Bleues bien sûr,  les portes de l’imaginaire par-dessus les planches élastiques et ma foi un peu  bruyantes du théâtre de la Comédie Claude Volter car cela roule, cela virevolte, cela bouge, cela danse la bourrée paysanne, cela n’arrête pas de séduire le spectateur ébaubi de voir transformée pour la scène,  la substantifique moelle du roman onirique d’Alain Fournier publié en 1913, cet écrivain mort à 28 ans au champ d’honneur le 22 septembre 1914 près de Verdun. 

 Le spectacle s’est donné huit fois sous les étoiles de notre été  incandescent cet été, au château! Une première mondiale en plein air, au château-ferme des Goffes à Pailhe, un petit village du Condroz entre Modave et Havelange.

Le temps et la vie des trois amis, François Seurel, Augustin Meaulnes  et Franz le châtelain défilent dans un rythme soutenu : vive la France et les chansons d’antan, la rudesse du terroir,  l’adolescence, l’aventure, la quête de l’absolu et l’imaginaire. Respect pour l’école de village ou règne la délicatesse, honnie soit la ville et ses vices. Si seulement si… Valentine, par triste manque d’amour pour elle-même, n'avait pas refusé la main généreuse qui se tendait vers elle! Que de souffrances évitées...     

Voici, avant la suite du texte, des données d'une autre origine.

Issue #1210, opened 2021-12-03
Updated analysis: survival analysis generalization


runjin326:
#### What analysis module should be updated and why?
survival analysis that is currently in [PR 1208](https://github.com/AlexsLemonade/OpenPBTA-analysis/pull/1208)

#### What changes need to be made? Please provide enough detail for another participant to make the update.
1) Currently the script has non-HGAT and PBTA all commented out - need to add back as a loop function to run the analyses on all data frames
2) When looping across different data frames, the quantiles used for HGAT/PBTA and non-HGAT need to be taken into control
3) Add this function as well for output for table:
```
pairwise_survdiff(formula = Surv(OS_days, OS_status) ~ pheno_0.5, 
                  data = meta_no_hgat, 
                  p.adjust.method = "BH", rho = 0)
```

#### What input data should be used? Which data were used in the version being updated?
```
pbta-histologies.tsv
independent-specimens.rnaseq.primary-plus-stranded.tsv
tp53_altered_status.tsv
TelomeraseScores_PTBAStranded_FPKM.txt
```

#### When do you expect the revised analysis will be completed?
1-2 days.

#### Who will complete the updated analysis?
@runjin326

jaclyn-taroni:
I'm going to close this in favor of what's outlined in https://github.com/AlexsLemonade/OpenPBTA-analysis/pull/1208#issuecomment-996356663

PR #1211, opened 2021-12-06
Modification of survival analysis WIP PR

runjin326:
This 

#### What was your approach?
1) Make the quantile calculation into a function so that we can use matching quantiles
2) Adding a for loop to iterate through all 3 data frames with their individual quantiles 
3) Add 2 more functions for generating the statistics for paper writing 

https://github.com/AlexsLemonade/OpenPBTA-analysis/issues/1210

1) Note that since I cannot push to upstream `surv` branch - this PR is against the `surv` branch
2) Also, I think the additional changes we see is due to the fact that the current `surv` is not up to date with the master - should go away when upstream `surv` is in sync.

Please let me know if you want me to start a PR against the master instead etc.

Yes.

Tables and figures - the modifications of the code generated the same results as original PR. 
It is just a code change that loop all 3 dfs and their percentiles into the survival model.

N/A - see original PR.

#### Documentation Checklist


jaclyn-taroni:
I’m just going to merge this into the other branch and we can review at the same time.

 Les trois personnages ne sont-ils d’ailleurs  pas les facettes du jeune écrivain qui écrit un roman autobiographique pudique et intense qui relate l'échec du rêve?   L’Yvonne de Gallais n’est-elle pas le  double mystérieux d’Yvonne de Quièvrecourt, jeune fille brièvement entrevue par l'écrivain le jour de la Pentecôte 1905, autour de laquelle l’amour s’est cristallisé.  Et Valentine, la fiancée de Franz qui s’enfuit à quelques heures des noces, c’est Jeanne Bruneau, avec qui l’écrivain eut une relation houleuse et  brûlante.  L’exquise Margaux Laborde se partage avec charme, élégance et raffinement les deux rôles. La voilà, image romantique en robe de dentelle blanche sous l'ombrelle, reflétée dans l'eau du bassin :

« Avec quel émoi Meaulnes se rappelait dans la suite cette minute où, sur le bord de l'étang, il avait eu très près du sien le visage désormais perdu de la jeune fille ! Il avait regardé ce profil si pur, de tous ses yeux, jusqu'à ce qu'ils fussent près de s'emplir de larmes. Et il se rappelait avoir vu, comme un secret délicat qu'elle lui eût confié, un peu de poudre restée sur sa joue...
A terre, tout s'arrangea comme dans un rêve. Tandis que les enfants courraient avec des cris de joie, que les groupes se formaient et s'éparpillaient à travers bois, Meaulnes s'avança dans une allée, où, dix pas devant lui, marchait la jeune fille. Il se trouva près d'elle sans avoir eu le temps de réfléchir :
« Vous êtes belle », dit-il simplement.
 » Ce sont les mots du coup de foudre. Ceux de l’amour sublimé, de l’illumination, de l'harmonie. L’image de la beauté, de la pureté, de la perfection.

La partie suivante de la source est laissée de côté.